How collaboration will affect the future of IT

How collaboration will affect the future of IT

Curriculum and IT will merge, experts say
The President’s Task Force  Committee at Salisbury University is an example of how multiple  departments can work with IT. On  the committee is Simeon Ananou (seated, with laptop), as well as his colleagues from the provost’s office, student affairs, registrar, financial aid, general counsel, HR, web  communications and two academic departments.

Within the next few years, as the ROI of collaboration becomes increasingly known, expect cross-departmental teamwork to be integral to the way all IT projects are handled, says Kamalika Sandell, associate CIO of American University. “There will be fewer boundaries in IT, and that will allow input to happen fluidly throughout the regular course of doing business,” she notes.

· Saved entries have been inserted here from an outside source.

Issue #442, opened 2023-06-08
Logitech USB Microphone not working in 0.10.5 and 0.10.6 on Steam Deck (Linux)


thumtac:
I'm playing on steam deck and my logitech usb microphone is not working. The device is detected (I think) but when I go to play a song singing into the mic does not register.

The mic works fine on 0.10.4 and earlier. Patch notes say there is a new mic backend in 0.10.5 so it could be related?

TheNathannator:
Yeah there are issues on Linux with mics currently, we're looking into it! So far it seems to be something about not using the right recording format for the mic, bit of a strange issue.

EliteAsian123:
This *should* be fixed now. Please reopen if not!

thumtac:
I'm still getting this issue on 0.10.7. No microphones show up in the device list. No problems observed on 0.10.4 so I think my setup is still working

thumtac:
@EliteAsian123 I don't have privileges to re-open this issue though so would appreciate if you rep-opened. Thanks!!

coverslide:
I just tried this too on 0.11 using Ubuntu, I can confirm the USB microphone receives input, but the option does not show up when I add a new player.

Brahelli-Fails-At-Development:
I have the same issue here, microphone is picked up by my system, but the game does not pick it up as a possible player

RileyTheFox:
@coverslide @Brahelli-Fails-At-Development @thumtac 

Been a while since this issue was looked at, can you try out the nightly builds and confirm whether or not the problem has fixed since? Lots of changes since then and now and we made some changes to microphone detection.

Brahelli-Fails-At-Development:
The issue was fixed before the new engine moved the nightly, sorry for not updating. The issue now is on my end, haha. 
Thanks for checking up

thumtac:
@RileyTheFox microphone not working on the 11/26 nightly.

When adding a new profile, usb microphone appears as a device. When I added it to the connected profile it didn't register at all during song play. Other weird thing was that you couldn't remove the device,  the USB microphone didn't appear in the devices to remove list. I even tried adding a controller as an additional device on top of the microphone but that didn't fix the issue.

Crono141:
[...]

PR #776, opened 2024-05-18
Linux Microphone Fixes

RileyTheFox:
Related to https://github.com/YARC-Official/YARG/issues/442

Implements a number of fixes for Linux by slightly refactoring how microphone recording is handled:
- Only 1 mic recording is now used (Simultaneous recordings are sometimes not available on Linux)
  - The recording period of this stream's callback is the monitoring period (5ms) as the pitch processing is now batched.
- The channel count for the streams are now hard-coded to 1, as the vast majority of microphones are mono input. This gets around the fact that on Linux it is not possible to retrieve a recording device's available formats.
- A second push stream is used to buffer up microphone input ready for pitch processing. This data is buffered until the pitch processing period (40ms) has passed and is then processed. This is the alternative to using a 2nd recording stream.


Assets/Script/Audio/Bass/BassMicDevice.cs
```diff
@@ -220,33 +216,58 @@ public sealed class BassMicDevice : MicDevice
...
+            // And you can't just request as much data as possible into a NULL buffer because that only works for recording streams.
+            // So we have to allocate a buffer and keep requesting data until there's none left.
+            unsafe
             {
-                return (int) Bass.LastError;
+                const int bufferLength = 1024;
+
+                byte* buffer = stackalloc byte[bufferLength];
+                int bytesRead;
+                do
```
RileyTheFox, line 257: I'm not sure if this is the best way to go about clearing the pitch processing buffer. Due to it being a decoding channel, you cannot request the available amount of data in the channel as it has no playback buffer. I've read through the BASS documentation and can't find anything else that lets you clear a channel's data. `BASS_ChannelPlay(restart = true)` would clear it, but you cannot play decoding channels either

Assets/Script/Audio/Bass/BassMicDevice.cs
```diff
@@ -285,40 +307,65 @@ public override SerializedMic Serialize()
...
             if (!IsRecordingOutput)
             {
                 return true;
             }
 
-            CalculatePitchAndAmplitude(buffer, length);
+            // Copy the data to the batch handle to apply FX
+            Bass.StreamPutData(_recordHandle.ProcessedHandle, buffer, length);
+
+            _timeAccumulated += 10;//RecordingHandle.CLEAN_RECORD_PERIOD_MS;
```
RileyTheFox, line 334: I noticed when testing these changes that the callback period is not 5ms like specified, but was actually measured at around ~10ms. With the new batching and accumulating time until it reaches 40ms, this caused the pitch processing rate to be half.

I hard coded the value to 10 to fix this but there should probably be a better way of knowing how frequent the callback is ran because BASS seems to be overriding the 5ms that was passed

Assets/Script/Audio/Bass/BassMicDevice.cs
```diff
@@ -285,40 +307,65 @@ public override SerializedMic Serialize()
...
+            _processedBufferLength += length;
+
+            // Enough time has passed for pitch detection
+            if(_timeAccumulated >= RECORD_PERIOD_MS)
+            {
+                unsafe
+                {
+                    byte* procBuff = stackalloc byte[_processedBufferLength];
+
+                    var readOnlySpan = new ReadOnlySpan<byte>(procBuff, _processedBufferLength);
```
sonicfind, line 345: Move this line below the `GetData` call and instead create the Span of shorts directly from here with a manual cast of the pointer. There's no point in passing a span of bytes if casting is all that happens to it.

Assets/Script/Audio/Bass/BassMicDevice.cs
sonicfind: It's most likely bound by device period instead of the update period.

Assets/Script/Audio/Bass/BassMicDevice.cs
sonicfind: Beats me honestly. Maybe SetPosition to 0? idk how the recording works. I just copy and pasted that from the old stuff. lol

sonicfind (commented):
I didn't really mess with this much, so you can do what you need to.

PR #777, opened 2024-05-20
Implement Instrument Sorting

sonicfind:
+ Add options to sort by the instruments present to play in the user's library.
+ Add Playable sort option that takes the instrument modes of the currently active player profiles to only display songs that can be played with *everybody* included.
+ Change resulting behavior of clicking an instrument icon form the sidebar. Will now show *only* songs that contain the instrument at that intensity, but without forced sorting.


Assets/Art/Fonts/Barlow/Barlow-Italic.asset
EliteAsian123, line 1: It appears some random font values have been reset

Assets/Art/Fonts/NotoSans/NotoSansJP-Regular SDF.asset
EliteAsian123, line 1: Same here

EliteAsian123 (changes requested):

PR #779, opened 2024-05-21
Option to prioritize displaying higher % scores in MusicLibrary

poliwhirlge:
Discussion threads:
https://discord.com/channels/1086048856678084609/1211121737358512238
https://discord.com/channels/1086048856678084609/1086048857714069519/1236879158663970889

Tries to display the best FC/percentage result, ties are broken by difficulty.

If the PlayerScores table is from the older version without the Percentage column / is not populated with data, it will try to fill it with the calculated value.

### DIFF
--- a/Assets/Script/Menu/MusicLibrary/ViewTypes/SongViewType.cs
+++ b/Assets/Script/Menu/MusicLibrary/ViewTypes/SongViewType.cs
@@ -19,6 +19,12 @@ namespace YARG.Menu.MusicLibrary
         Off
     }
 
+    public enum HighScorePriorityMode
+    {
+        Percentage,
+        Score
+    }
+
     public class SongViewType : ViewType
     {
         public override BackgroundType Background => BackgroundType.Normal;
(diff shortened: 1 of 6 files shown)


EliteAsian123 (changes requested):
Hi, thanks for the PR!

A few things:
* Can these changes be moved to the `engine-refactor` branch? This does mean that this will not be addressed ASAP, however, `engine-refactor` has a change regarding how percents are stored within the scores (which is what the `ScoresTableHasPercentColumn` is about I assume).
* Regarding *how* this should be done, I think the consensus and the overall precedent is that it should show the highest score *and* the highest percent *at the same time*. The problem with this now is that the difficulty and instrument don't make sense if we are querying for the highest percent and the highest score. To fix this, I think the best road would be to:
  1. Search the database for the highest score and use that to display the stars/score, instrument, and difficulty.
  2. Find the highest percent that was achieved with the same instrument and difficulty, and display that.
 
Now this is just my opinion, so I've messaged this on the "% bug" thread just to get the opinion of other folks, however, I'm pretty sure this is the best way of doing it.

Thanks!

poliwhirlge:
Re-submitted as #785

PR #785, opened 2024-05-25
Show best % score for instrument and difficulty of the highest score

poliwhirlge:
Re-submission of pull #779
Now finds and displays the highest % score achieved for the same instrument+difficulty and displays that instead of the % score achieved on the highest scoring run.

Assumes the `Percent` column exists in the `PlayerScores` table exists (which it does on this `engine-refactor` branch).

The additional query should be performant enough, runs in 14ms on my db of 1021 rows whereas the original query runs in 4ms.

### DIFF
--- a/Assets/Script/Menu/MusicLibrary/ViewTypes/SongViewType.cs
+++ b/Assets/Script/Menu/MusicLibrary/ViewTypes/SongViewType.cs
@@ -52,6 +52,7 @@ namespace YARG.Menu.MusicLibrary
         public override string GetSideText(bool selected)
         {
             var score = ScoreContainer.GetHighScore(SongEntry.Hash);
+            var bestPctScore = ScoreContainer.GetBestPercentageScore(SongEntry.Hash);
 
             // Never played!
             if (score is null)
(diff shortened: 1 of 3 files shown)


EliteAsian123 (changes requested):
Hi, thanks so much for the PR!

A problem that I see with this is that the query is absolutely massive, which makes it quite hard to maintain in the event of changes.

One possible fix is to use the already-fetched instrument and difficulty from the high scores and use those to find the highest percent (much like in the `GetHighScoreByInstrument` method). This is much simpler, however, it may have some performance implications so this would have to be tested. I'm not sure which is faster as I don't have too much experience with SQL.

Another option is to return only the highest percent in the query, as that is all that really matters in this scenario (since all of the other information is attached to the normal high score).

Thanks again!

poliwhirlge:
Alright, now on start up if the Percent field isn't populated it'll fill it in so we won't have to worry about nulls, and past the first run it should take no time.

Query should be easier to parse through now, and I've added comments describing what it's doing.

EliteAsian123 (approved):
Hi, thanks for all of the changes!

~~This is pretty much good, except the `GetPercent` method in `PlayerScoreRecord` shouldn't be needed now since the database is updated with the nulls being removed.~~

Edit: nvm, I see now that the percent is stored as a nullable so it's still needed to an extent

poliwhirlge:
Thanks!

It's probably fine to remove the nullable tbh. The only time the Percent column will be NULL now is in the broken case of division by 0, and in that case it'll fill in the Percent field with 0 anyway, which seems acceptable to me. Up to you.

PR #794, opened 2024-06-07
Drum velocity

Purplo-cf:
Unity prefab setup for ghost/accent notes for both pads and cymbals in the Rectangular theme - Four lane and Five lane compatible. These are purely placeholders and need a LOT of design love. I got the models from Kadu but I'm pretty sure I assigned the materials to the wrong meshes.

Changed all drum IndividualButtonBindings to a new velocity-sensitive DrumPadButtonBinding subclass


Assets/Script/Input/Bindings/ControlBinding.cs
Purplo-cf, line 1: This was the easiest way that I could find to extend FireInputEvent on DrumPadButtonInput to accept a float value. I made this a virtual method in ControlInput and I'm overriding it in DrumPadButtonInput. I saw Nathan mention something recently about virtual methods aren't great for performance, so let me know if there's a better way to handle this.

Simeon Ananou, CIO of Salisbury University in Maryland, sees a future higher ed model where IT and curriculum are integrated.

“As the classroom increasingly moves outside the four walls, I envision a world where technology professionals may actually become teaching assistants to help faculty easily deliver content," Ananou says." As a result, IT will be impacting teaching and learning at a high level.”

And with budgets shrinking, it will become more important for higher ed institutions to live up to the expectations of taxpayers, donors and the community, says Ananou, who is also director at large at ACUTA. As a result of that need, IT will play a bigger role in building and gleaning usable insight out of data warehouses for the purpose of improving student retention and graduation rates.

Data will also help students choose majors more wisely. “And IT will be the glue in all of that,” he says.